It is difficult then to see what it would have availed the Aeginetans to have reduced the standard which they are supposed to have got from the Phoenicians.

Their island state was of diminutive proportions; they devoted themselves almost entirely to traffick by sea, their island was an emporium where strangers resorted. In all dealings with the Phoenicians they would have to pay a drawback on their debased coin; for the cunning Phoenician or Ionian was not likely to be beguiled into taking staters of 200 grs. as equivalent to 230 grs. It is plain therefore that when we find divergencies of standard these are not due to mere degradation, but to some far more practical consideration, and this will be seen all the more clearly when we shall find that whilst we have divergencies in silver standards, the gold standard which was in use in Greece from Homeric times down to the Roman Conquest remains almost absolutely without variation. But there are other and stronger objections against the Phoenician origin of the Aeginetic standard.

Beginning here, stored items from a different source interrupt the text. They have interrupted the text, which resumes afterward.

PR #2228, opened 2026-06-03
fix: align docker image version to Cargo.toml

cbachhuber:
To prevent that these go out of sync in future, we could use something like [this pre-commit hook](https://github.com/hofbi/dev-tools/blob/b58fd55d9fd6619f52ec584a942ac5245d7cffc2/README.md#sync-tool-versions). If you want me to, I'll propose that change in this repo.

### DIFF
--- a/.pre-commit-hooks.yaml
+++ b/.pre-commit-hooks.yaml
@@ -24,7 +24,7 @@
 - id: lychee-docker
   name: lychee-docker
   description: "Run 'lychee' docker image for fast, async, stream-based link checking (auto-installs)"
-  entry: lycheeverse/lychee:0.23.0
+  entry: lycheeverse/lychee:0.24.2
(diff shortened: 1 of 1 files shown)


mre:
Thanks for the fix and an automatic update would be great. I envision some kind of workflow, which bumps the version automatically.

cbachhuber:
So you create the tag, and the workflow rolls that out to the corresponding places in the codebase? I think https://github.com/marketplace/actions/write-tag-to-version-file might work for that.

Just setting expectations: I personally won't have time to implement this any time soon :/

mre:
I played around with it a bit. It's harder than I thought. Could only come up with super ugly, big solutions so far. Still investigating.

mre:
Think I found another angle in #2231.

PR #2229, opened 2026-06-03
Pass channel sender along to prevent deadlocks

soundofspace:
Hi, I just read both blog posts about "Five Years of Trying to Add Recursion to lychee". Thanks for those they were an interesting read.

The one thing I don't agree with is "Channels are the wrong tool for cyclic pipelines". They have served me really well, but the points you made about how they work in rust are really valid. So they could be the right tool if they are used in a slightly different way.

The easiest solution to make everything work with channels is not to store a single recursive/global sender, but to actually pass it along with inputs/requests/responses. By doing this the feedback loop's lifecycle is now tied to the actual work. This prevents deadlocks and effectively implements what is being doing here with a waitgroup and a guard. The guard here basically becomes the sender and works almost essentially the same: passing it along and relying on drop to signal work is finished


soundofspace:
This is PR is not ready for a full merge and could use some more cleanup / polishing and nicer UX. But I want to already request a review just to talk about this design in general.

It also seems tests are flacky in github ci? Doing the exact same tests locally work without any issue.

Also this only address this specific issue, it does not attempt to solve or handle any of the other difficulties related to recursing

katrinafyi (approved):
I'm happy with this in principle, thanks for the advice!

Re the pending structs, it would be nice if they could be combined into one generic struct somehow, but this is hard since the sender needs to take a (pending) request. I guess this is one thing that would've been easier with WaitGuard, since it doesn't have the type parameter. Do you have thoughts?

I feel like passing the sender around is also somewhat less semantic. It's harder to know at a glance why it's being propagated so much and it gives the owner more power (anyone could send more requests at any time).

Re using Option to reduce the size of the struct, I don't think it matters too much at all.

mre:
Thanks, @soundofspace. Change looks good to me. Do you have any thoughts on @katrinafyi's comment above?

lychee-bin/src/commands/check.rs
```diff
@@ -24,6 +23,21 @@ use crate::{ExitCode, cache::Cache};
 
 use super::CommandParams;
 
+struct PendingRequest {
+    // TODO this could option to be even light if recursion is not used
+    /// Ride along sender used to enqueue recursively discovered children.
+    ///
+    /// By passing this along with the request/response we can rely on native
+    /// rust ownership to prevent deadlocks and automatic cleanup
```
mre: I find this comment hard to read. Not exactly sure what it means. Can it be rephrased for simplicity?

soundofspace:
Hey, sorry I lost track of this!

I updated code to incorporate changes from latest main branch. As can be seen: passing a waitguard or a typed RequestQueue (could be the sender directly, but feels like this deserves a newtype) is almost exactly the same. At this point it's mostly a trade off between these two:

## lifetime
 A single channel that tracks liveness and handles recursion
```rust
ReceiverStream::new(recursive_channel_recv)
```
vs 
a channel that lives forever but is closed by an external future, which is also backed by another sender/receiver pair internally
```rust
ReceiverStream::new(recursive_channel_recv).take_until(waiter.wait())
```

## splitting responsibilities

A channel that is responsible for liveness and for recursion
- recursive_channel_recv / RequestQueue which does both

vs 
two independant parts 

- WaitGuard that tracks liveness
- recursive_channel_recv for recursion

--- 

I personally would argue that a single channel that does both here, makes more sense, since that maps quite nicely to how people expect channels to work in rust (and waitgroup is basically another sender/receiver pair). But I can also see why someone would want to split this. So I'm leaving this PR here mostly to showcase that this is possible and how it would work.

lychee-bin/src/commands/check.rs
```diff
@@ -179,6 +178,28 @@ pub(crate) async fn check(
...
+#[derive(Clone)]
+struct RequestQueue(mpsc::Sender<(RequestQueue, Request)>);
+
+impl RequestQueue {
+    /// Enqueues a recursively discovered request
+    async fn enqueue(
+        self,
+        request: Request,
+    ) -> Result<(), mpsc::error::SendError<(RequestQueue, Request)>> {
+        let sender = self.0.clone();
```
katrinafyi: is this clone necessary given self is already moved?

lychee-bin/src/commands/check.rs
```diff
@@ -61,81 +60,81 @@ pub(crate) async fn check(
 
     /* Input streams and channels (both initial and recursive) */
 
-    let (waiter, wait_guard) = WaitGroup::new();
+    let (recursive_channel_send, recursive_channel_recv) = mpsc::channel(max_concurrency);
+    let queue = RequestQueue(recursive_channel_send);
 
     // Split initial requests into: valid requests and request errors. Note that
-    // this stream closure *owns* a wait guard, so we must drop the closure after
+    // this stream closure *owns* the queue handle, so we must drop the closure after
```
katrinafyi: not specific to your pr, but an extra word would help clarity here

```suggestion
    // this stream closure *owns* the initial queue handle, so we must drop the closure after
```

lychee-bin/src/commands/check.rs
```diff
@@ -61,81 +60,81 @@ pub(crate) async fn check(
 
     /* Input streams and channels (both initial and recursive) */
 
-    let (waiter, wait_guard) = WaitGroup::new();
+    let (recursive_channel_send, recursive_channel_recv) = mpsc::channel(max_concurrency);
+    let queue = RequestQueue(recursive_channel_send);
```
katrinafyi: I would shadow this variable to make very clear that the unwrapped sender isn't used anymore (even though it's enforced by moving).

 you can leave all the closure arguments as `queue` though, otherwise they get too long.

```suggestion
    let recursive_channel_send = RequestQueue(recursive_channel_send);
```

katrinafyi (approved):
Happy with this! I now agree that this is a better way to combine the responsibilities.

Thanks again for the insight. At the time, using senders in channels for recursion didn't occur to me, but it is quite obvious in hindsight :)

I have a few minor changes suggested which I can easily push to the branch if you don't mind, just let me know!

katrinafyi:
Updating with main should fix these CI issues.

lychee-bin/src/commands/check.rs
soundofspace: Yes since we also put this exact same queue on the channel again so it can reused for further recursive work. But I slightly changed what we clone to make this clearer now, also switched it to &self, since it has no impact on the clone and will be easier to use when enqueueing multiple requests.

lychee-bin/src/commands/check.rs
soundofspace: applied

lychee-bin/src/commands/check.rs
soundofspace: applied

soundofspace:
> I have a few minor changes suggested which I can easily push to the branch if you don't mind, just let me know!

I added all the feedback you left, since I wanted to do a small refactor around the queue clone. If you have any other changes you want to push, definitely go for it, no need for an extra ping pong here. And thanks for looking at this!

lychee-bin/src/commands/check.rs
katrinafyi: Ohh very true, thanks!

katrinafyi:
Awesome! Looks good to me now, I'll let @mre do the final look and merge.

mre:
Hey, sorry for dropping the ball on this one. I have one more question before merging: is this PR intended strictly as a liveness simplification before recursion work lands, or as the chosen foundation for recursive fan-out? I think it's the latter, in which case I would require a test where one response creates more children than the channel capacity before relying on this architecture. Could you add one?

mre:
To elaborate a bit on what I mean, I believe bounded recursive fan-out can still deadlock.

Even with the new design, the data flow remains a bounded cyclic pipeline:

- First we [create a channel with capacity `max_concurrency`](https://github.com/soundofspace/lychee/blob/091850c7d29c8c1f3e93adf7d5f81bddfca11296/lychee-bin/src/commands/check.rs#L63).
- Then we serially processes discovered children with `for_each` [here](https://github.com/soundofspace/lychee/blob/091850c7d29c8c1f3e93adf7d5f81bddfca11296/lychee-bin/src/commands/check.rs#L130).
- Then [this](https://github.com/soundofspace/lychee/blob/091850c7d29c8c1f3e93adf7d5f81bddfca11296/lychee-bin/src/commands/check.rs#L133) awaits `queue.enqueue(req)`.
- The same `all_done` future is the only code polling `recursive_channel_recv`.

If one response eventually produces more children than the channel’s available capacity, `enqueue().await` can block while `for_each` is still processing that response's child vector. Because the receiver is upstream in the same future, it cannot be polled to free capacity. A page with more than `max_concurrency` discovered links is quite a realistic scenario.

I'd like to note that this structure predates the PR, and `recursive_uris` is currently hardcoded to `vec![]`, so it is not a new regression. However, the PR should not be interpreted as demonstrating that channels now prevent all recursion-related deadlocks. Before we can enable recursion, we should add a test for that case and ensure that it passes. I'm wondering if we should add a (disabled) test for that case before merging this PR, although it will likely fail or require some refactoring to pass.

And there is a chance that I'm missing something and that it's all fine, sorry.

katrinafyi:
@mre I think your worry is correct. I think the recursive channel might just have to be unbounded, I don't see another way to avoid that deadlock. A test would definitely be good.

mre:
So I'm a bit confused and not sure how to make progress here. @soundofspace, did you find the time to look into the comments? In the meantime, there's a new PR at https://github.com/lycheeverse/lychee/pull/2283, which looks like it aims to address the issue, but I have not looked into that yet. Any thoughts on how to continue?

katrinafyi:
I can make some committs which fix the bounded recursion issue later this week. It should be very small :)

Now if we accept the doctrine that the Greeks received their coin-standards across the sea from Asia, the Aeginetic from the Phoenician traders whose commerce lay with Aegina and Peloponnesus, the Euboic on the other hand from Lydia by way of the great Ionian cities on the coast of Asia Minor, we become involved in a serious difficulty. At the time represented in the Homeric Poems, there is not as yet a single Greek colony on the coast of Asia Minor[1]. Miletus, destined to be in after years the Queen of Ionia, and to be one of the greatest centres of Hellenic commerce and culture, is as yet known only as the city of the barbarous-speaking Carians[2]. Yet we find the Greeks represented in these self-same poems as already in possession of a standard for gold identical with the light Babylonian or Lydian gold shekel (130 grs.). But again we find from the same source that the Greeks were

  1. Mr D. B. Monro, Historical Review, January, 1886.
  2. Il. II. 867.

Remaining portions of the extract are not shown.